* _Aim of the exercise_
From the entries below, copy every line holding the word "Repositories".

(Saved entries)

- - - -

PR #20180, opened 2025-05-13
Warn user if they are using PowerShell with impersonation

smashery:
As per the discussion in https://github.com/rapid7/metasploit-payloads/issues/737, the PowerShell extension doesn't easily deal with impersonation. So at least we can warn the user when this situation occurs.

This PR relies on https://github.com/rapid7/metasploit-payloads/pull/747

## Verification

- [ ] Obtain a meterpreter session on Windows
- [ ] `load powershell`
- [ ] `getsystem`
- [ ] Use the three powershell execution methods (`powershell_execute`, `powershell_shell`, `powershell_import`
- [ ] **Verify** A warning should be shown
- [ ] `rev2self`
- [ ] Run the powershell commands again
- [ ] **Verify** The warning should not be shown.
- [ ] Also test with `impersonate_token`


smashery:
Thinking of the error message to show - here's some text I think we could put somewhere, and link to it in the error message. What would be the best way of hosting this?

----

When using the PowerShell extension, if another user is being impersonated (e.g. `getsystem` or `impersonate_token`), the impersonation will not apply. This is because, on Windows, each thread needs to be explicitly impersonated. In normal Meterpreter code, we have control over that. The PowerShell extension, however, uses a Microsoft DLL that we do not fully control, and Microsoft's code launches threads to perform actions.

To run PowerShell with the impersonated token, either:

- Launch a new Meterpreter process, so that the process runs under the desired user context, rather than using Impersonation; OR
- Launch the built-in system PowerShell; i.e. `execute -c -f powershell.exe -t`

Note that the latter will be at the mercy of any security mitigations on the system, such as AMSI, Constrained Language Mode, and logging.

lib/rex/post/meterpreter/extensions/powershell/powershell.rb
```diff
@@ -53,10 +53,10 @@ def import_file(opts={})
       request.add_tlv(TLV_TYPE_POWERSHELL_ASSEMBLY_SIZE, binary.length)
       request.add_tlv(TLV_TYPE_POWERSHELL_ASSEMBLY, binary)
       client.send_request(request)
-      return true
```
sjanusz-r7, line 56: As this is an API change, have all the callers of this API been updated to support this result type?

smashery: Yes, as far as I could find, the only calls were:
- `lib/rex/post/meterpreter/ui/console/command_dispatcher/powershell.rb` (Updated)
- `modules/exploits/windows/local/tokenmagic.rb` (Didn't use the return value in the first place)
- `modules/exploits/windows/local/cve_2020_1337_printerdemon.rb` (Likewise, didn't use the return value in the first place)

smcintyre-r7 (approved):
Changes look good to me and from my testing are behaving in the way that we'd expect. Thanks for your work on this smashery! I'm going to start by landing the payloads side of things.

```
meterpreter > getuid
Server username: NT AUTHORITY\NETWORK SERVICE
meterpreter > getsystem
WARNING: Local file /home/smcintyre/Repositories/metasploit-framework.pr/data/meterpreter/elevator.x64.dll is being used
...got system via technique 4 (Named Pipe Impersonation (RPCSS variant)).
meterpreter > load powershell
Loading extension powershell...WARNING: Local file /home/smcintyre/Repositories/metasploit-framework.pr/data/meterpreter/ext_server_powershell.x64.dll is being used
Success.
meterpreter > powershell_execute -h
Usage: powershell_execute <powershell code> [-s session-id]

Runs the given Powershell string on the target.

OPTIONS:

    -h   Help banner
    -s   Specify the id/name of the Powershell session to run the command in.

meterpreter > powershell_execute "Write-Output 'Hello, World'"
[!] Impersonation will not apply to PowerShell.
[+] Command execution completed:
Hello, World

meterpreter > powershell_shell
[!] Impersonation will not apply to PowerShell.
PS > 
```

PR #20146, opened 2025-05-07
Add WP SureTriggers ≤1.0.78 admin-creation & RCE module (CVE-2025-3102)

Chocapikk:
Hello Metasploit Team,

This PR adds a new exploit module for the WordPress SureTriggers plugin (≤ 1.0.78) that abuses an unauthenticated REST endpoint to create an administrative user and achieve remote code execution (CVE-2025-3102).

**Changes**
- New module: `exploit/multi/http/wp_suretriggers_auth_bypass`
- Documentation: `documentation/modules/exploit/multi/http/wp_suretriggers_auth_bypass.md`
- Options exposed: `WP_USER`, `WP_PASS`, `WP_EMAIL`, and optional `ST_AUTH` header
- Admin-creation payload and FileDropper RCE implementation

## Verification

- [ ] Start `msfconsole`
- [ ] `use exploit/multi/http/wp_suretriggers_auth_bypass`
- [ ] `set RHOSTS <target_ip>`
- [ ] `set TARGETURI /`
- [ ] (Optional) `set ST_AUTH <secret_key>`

- - - -

* _Solution for this exercise_
WARNING: Local file /home/smcintyre/Repositories/metasploit-framework.pr/data/meterpreter/elevator.x64.dll is being used
Loading extension powershell...WARNING: Local file /home/smcintyre/Repositories/metasploit-framework.pr/data/meterpreter/ext_server_powershell.x64.dll is being used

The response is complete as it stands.